/---

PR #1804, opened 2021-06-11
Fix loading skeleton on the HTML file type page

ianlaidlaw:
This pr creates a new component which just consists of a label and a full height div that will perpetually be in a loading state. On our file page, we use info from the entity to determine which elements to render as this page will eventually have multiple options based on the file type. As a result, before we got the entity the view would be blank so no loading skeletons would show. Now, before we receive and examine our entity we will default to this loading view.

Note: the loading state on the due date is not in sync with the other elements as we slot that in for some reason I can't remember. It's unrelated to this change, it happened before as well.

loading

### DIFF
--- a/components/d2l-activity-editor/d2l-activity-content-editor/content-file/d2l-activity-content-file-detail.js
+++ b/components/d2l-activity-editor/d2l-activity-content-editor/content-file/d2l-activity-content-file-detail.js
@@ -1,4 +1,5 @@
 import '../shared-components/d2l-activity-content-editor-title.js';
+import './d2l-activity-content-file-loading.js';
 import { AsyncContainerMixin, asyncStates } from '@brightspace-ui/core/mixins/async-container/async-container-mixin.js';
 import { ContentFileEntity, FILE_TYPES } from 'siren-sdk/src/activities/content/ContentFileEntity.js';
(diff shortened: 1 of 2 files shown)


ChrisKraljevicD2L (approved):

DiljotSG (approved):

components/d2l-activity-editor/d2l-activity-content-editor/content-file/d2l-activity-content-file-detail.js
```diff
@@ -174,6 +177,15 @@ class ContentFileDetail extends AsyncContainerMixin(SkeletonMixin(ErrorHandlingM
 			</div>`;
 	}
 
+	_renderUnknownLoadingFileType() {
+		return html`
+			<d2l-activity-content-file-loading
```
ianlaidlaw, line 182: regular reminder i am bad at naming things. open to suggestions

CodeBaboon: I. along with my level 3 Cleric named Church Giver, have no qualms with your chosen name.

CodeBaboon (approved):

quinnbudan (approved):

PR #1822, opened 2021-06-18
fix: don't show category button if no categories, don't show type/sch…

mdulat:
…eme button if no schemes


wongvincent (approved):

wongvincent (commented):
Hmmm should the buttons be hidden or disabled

\---
/---

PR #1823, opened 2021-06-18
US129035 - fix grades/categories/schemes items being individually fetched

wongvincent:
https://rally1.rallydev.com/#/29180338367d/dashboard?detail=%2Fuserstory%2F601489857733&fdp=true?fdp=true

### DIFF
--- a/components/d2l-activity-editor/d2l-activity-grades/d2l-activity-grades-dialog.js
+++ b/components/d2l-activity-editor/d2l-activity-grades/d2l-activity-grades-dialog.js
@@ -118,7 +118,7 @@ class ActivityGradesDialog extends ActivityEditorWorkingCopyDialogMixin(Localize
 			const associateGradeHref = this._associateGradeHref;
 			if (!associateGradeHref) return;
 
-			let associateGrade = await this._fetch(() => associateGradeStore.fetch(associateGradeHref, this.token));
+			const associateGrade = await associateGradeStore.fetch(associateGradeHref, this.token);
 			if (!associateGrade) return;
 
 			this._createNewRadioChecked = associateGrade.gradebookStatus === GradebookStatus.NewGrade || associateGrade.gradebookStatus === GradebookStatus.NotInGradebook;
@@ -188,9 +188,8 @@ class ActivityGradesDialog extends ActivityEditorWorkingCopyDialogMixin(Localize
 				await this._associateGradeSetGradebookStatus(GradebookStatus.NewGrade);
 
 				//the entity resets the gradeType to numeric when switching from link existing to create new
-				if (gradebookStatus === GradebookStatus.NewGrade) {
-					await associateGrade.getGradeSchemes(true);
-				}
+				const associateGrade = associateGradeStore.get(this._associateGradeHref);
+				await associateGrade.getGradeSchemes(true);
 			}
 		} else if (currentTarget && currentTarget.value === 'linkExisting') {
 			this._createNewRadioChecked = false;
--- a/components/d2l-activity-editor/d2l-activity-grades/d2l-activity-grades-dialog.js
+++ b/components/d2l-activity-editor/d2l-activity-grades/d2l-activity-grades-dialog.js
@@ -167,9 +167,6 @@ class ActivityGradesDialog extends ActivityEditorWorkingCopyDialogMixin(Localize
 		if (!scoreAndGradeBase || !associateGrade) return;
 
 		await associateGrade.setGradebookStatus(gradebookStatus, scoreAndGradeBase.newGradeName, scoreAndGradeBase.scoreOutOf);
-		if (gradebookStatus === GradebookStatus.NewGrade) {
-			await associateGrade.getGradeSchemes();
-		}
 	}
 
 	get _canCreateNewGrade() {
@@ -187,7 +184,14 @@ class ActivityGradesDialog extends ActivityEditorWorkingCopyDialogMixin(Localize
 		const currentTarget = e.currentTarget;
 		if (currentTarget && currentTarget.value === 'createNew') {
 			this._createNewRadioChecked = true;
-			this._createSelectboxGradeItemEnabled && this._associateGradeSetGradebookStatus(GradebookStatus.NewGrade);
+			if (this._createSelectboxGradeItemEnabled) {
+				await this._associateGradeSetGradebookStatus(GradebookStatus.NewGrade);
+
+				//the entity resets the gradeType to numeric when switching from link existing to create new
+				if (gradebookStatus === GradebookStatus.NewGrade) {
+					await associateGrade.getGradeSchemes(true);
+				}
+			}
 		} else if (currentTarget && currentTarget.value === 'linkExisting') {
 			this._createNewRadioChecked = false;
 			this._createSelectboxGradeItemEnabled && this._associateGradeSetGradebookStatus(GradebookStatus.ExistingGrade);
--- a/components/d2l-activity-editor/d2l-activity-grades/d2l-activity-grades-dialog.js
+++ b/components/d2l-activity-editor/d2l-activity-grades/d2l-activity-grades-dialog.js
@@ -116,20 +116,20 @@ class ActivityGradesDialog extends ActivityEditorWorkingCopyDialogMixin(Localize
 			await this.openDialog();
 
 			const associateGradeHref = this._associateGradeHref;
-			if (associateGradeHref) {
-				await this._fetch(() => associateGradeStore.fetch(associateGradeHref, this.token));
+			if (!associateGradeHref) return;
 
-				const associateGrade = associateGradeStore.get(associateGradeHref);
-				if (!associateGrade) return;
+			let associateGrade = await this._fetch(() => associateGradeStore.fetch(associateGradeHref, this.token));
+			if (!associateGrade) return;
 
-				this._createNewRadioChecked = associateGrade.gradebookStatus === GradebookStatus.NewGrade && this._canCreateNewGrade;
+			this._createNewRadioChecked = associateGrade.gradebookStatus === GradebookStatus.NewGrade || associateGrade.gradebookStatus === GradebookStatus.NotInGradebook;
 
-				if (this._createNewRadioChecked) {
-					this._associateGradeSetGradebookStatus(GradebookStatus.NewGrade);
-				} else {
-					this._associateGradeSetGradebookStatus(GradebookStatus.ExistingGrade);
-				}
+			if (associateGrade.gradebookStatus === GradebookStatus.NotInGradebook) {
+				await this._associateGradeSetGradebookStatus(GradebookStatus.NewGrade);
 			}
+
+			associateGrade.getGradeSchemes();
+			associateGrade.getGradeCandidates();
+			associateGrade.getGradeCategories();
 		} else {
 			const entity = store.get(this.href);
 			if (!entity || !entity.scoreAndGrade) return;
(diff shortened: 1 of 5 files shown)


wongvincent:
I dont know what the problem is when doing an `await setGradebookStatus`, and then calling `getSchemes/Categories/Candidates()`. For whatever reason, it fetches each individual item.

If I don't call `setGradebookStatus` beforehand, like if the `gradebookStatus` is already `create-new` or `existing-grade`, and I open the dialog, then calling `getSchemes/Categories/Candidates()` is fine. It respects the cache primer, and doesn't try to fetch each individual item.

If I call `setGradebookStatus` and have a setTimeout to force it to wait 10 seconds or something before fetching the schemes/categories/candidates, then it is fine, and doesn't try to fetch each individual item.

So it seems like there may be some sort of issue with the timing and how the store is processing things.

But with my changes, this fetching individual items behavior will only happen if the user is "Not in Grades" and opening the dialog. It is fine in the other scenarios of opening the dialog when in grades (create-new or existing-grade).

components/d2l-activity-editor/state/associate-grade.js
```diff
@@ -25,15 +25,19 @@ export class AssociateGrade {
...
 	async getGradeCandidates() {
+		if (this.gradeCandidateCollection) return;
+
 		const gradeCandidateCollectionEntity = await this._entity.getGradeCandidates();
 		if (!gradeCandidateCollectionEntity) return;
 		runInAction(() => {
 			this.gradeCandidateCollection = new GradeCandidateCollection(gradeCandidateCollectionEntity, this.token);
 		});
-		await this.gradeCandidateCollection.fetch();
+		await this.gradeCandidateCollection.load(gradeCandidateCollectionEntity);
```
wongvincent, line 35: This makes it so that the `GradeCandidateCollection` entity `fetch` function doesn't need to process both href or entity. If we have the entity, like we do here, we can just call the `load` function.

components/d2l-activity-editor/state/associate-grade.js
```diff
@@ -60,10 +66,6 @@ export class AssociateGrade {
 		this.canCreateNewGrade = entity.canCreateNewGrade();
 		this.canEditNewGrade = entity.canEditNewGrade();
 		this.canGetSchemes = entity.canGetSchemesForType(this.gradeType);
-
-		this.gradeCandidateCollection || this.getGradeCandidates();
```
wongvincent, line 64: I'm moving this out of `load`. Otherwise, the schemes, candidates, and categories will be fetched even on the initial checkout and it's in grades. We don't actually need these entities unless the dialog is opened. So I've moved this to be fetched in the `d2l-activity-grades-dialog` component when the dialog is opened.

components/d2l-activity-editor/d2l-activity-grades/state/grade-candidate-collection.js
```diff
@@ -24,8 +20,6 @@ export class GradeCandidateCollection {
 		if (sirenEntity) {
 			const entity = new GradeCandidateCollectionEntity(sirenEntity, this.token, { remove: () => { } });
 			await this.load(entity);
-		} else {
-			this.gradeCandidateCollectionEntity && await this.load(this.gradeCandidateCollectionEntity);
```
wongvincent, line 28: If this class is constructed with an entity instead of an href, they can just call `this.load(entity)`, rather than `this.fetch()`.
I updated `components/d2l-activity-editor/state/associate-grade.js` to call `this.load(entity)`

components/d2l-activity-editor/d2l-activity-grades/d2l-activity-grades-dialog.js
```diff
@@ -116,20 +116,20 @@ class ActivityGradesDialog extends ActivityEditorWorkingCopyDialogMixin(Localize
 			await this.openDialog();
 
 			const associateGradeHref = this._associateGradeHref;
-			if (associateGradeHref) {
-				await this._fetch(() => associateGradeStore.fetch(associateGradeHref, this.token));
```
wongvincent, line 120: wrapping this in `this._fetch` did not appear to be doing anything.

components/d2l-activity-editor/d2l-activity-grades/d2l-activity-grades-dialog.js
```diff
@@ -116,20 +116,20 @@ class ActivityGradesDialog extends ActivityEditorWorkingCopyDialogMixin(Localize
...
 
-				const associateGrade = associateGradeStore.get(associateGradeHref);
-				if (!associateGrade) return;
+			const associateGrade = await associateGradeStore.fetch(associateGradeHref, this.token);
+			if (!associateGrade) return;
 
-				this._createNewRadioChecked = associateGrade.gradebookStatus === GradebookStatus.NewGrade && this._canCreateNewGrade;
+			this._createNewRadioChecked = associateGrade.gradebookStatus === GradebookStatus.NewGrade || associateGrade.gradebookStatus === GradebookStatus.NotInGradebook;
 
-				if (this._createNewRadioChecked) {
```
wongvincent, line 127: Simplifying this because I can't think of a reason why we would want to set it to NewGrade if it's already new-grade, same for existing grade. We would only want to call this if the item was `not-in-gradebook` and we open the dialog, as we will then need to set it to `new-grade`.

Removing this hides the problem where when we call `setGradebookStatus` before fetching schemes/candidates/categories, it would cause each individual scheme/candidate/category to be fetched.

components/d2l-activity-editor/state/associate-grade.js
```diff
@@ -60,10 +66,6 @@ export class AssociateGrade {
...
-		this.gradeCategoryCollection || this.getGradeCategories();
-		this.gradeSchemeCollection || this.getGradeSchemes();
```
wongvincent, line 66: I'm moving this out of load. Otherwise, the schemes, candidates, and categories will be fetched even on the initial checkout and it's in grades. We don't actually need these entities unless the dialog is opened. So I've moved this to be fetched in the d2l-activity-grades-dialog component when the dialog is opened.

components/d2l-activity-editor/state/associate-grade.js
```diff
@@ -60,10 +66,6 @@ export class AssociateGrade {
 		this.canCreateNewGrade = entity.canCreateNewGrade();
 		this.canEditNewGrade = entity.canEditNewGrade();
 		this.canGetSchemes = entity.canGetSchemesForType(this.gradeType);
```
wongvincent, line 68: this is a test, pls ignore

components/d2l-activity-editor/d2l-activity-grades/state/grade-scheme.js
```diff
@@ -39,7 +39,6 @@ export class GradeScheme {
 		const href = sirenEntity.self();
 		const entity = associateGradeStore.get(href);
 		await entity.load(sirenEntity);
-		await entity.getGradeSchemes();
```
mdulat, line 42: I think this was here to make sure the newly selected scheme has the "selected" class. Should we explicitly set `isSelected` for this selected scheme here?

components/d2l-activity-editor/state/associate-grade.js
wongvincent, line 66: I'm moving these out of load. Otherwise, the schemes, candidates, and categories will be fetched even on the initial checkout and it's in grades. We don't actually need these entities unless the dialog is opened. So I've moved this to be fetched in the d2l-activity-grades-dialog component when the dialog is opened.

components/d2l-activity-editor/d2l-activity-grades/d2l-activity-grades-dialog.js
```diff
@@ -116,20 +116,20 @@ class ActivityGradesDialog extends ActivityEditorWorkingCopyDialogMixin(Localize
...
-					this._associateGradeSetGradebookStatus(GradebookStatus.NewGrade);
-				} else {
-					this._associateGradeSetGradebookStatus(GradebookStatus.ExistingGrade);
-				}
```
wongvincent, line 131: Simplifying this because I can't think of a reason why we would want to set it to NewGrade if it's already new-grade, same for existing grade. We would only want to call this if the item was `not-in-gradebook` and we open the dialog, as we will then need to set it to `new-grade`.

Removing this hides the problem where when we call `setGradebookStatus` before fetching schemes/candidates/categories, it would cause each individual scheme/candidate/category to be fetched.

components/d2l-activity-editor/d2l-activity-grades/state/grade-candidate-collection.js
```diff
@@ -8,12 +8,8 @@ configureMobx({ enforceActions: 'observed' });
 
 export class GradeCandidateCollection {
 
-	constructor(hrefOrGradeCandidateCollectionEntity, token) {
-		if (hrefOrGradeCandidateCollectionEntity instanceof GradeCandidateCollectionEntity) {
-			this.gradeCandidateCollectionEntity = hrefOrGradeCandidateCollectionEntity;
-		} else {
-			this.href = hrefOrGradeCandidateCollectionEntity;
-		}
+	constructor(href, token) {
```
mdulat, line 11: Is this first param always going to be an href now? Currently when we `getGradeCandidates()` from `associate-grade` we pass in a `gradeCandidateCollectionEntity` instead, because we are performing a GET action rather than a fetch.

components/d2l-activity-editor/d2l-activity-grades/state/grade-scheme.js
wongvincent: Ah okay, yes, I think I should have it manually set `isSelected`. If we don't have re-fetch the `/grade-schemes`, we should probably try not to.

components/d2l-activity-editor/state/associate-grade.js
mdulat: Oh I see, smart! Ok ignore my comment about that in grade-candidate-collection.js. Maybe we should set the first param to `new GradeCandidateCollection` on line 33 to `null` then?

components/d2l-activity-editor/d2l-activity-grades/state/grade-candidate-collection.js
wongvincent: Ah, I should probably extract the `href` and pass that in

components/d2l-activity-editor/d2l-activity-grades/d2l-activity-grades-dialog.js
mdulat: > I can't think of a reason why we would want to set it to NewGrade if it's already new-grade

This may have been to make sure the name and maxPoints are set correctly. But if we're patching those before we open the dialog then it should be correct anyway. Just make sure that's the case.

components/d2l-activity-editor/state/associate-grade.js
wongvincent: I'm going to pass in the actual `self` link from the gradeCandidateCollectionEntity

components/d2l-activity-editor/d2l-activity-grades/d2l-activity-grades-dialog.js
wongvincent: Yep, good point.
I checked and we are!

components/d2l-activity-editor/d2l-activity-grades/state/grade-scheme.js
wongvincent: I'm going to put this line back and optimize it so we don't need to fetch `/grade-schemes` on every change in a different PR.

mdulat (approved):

\---

(Exercise objective) Lines holding the word "constructor" are the answer; copy each one from the records above.

(Response below)
-	constructor(hrefOrGradeCandidateCollectionEntity, token) {
+	constructor(href, token) {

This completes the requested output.